Exercise goal ->
Search the entries below for "SamReaderFactoryTest" and copy each matching line.
*** Opening Data for analysis ***
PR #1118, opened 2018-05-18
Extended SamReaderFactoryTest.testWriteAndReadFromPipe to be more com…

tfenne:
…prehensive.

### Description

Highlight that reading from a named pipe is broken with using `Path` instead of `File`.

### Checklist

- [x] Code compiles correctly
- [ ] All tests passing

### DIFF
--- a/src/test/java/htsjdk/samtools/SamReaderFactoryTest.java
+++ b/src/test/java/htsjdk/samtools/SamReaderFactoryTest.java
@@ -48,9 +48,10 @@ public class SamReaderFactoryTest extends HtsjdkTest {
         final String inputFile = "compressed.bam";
*** Closing Data for analysis ***
Answer below ->
Extended SamReaderFactoryTest.testWriteAndReadFromPipe to be more com…
--- a/src/test/java/htsjdk/samtools/SamReaderFactoryTest.java
+++ b/src/test/java/htsjdk/samtools/SamReaderFactoryTest.java
@@ -48,9 +48,10 @@ public class SamReaderFactoryTest extends HtsjdkTest {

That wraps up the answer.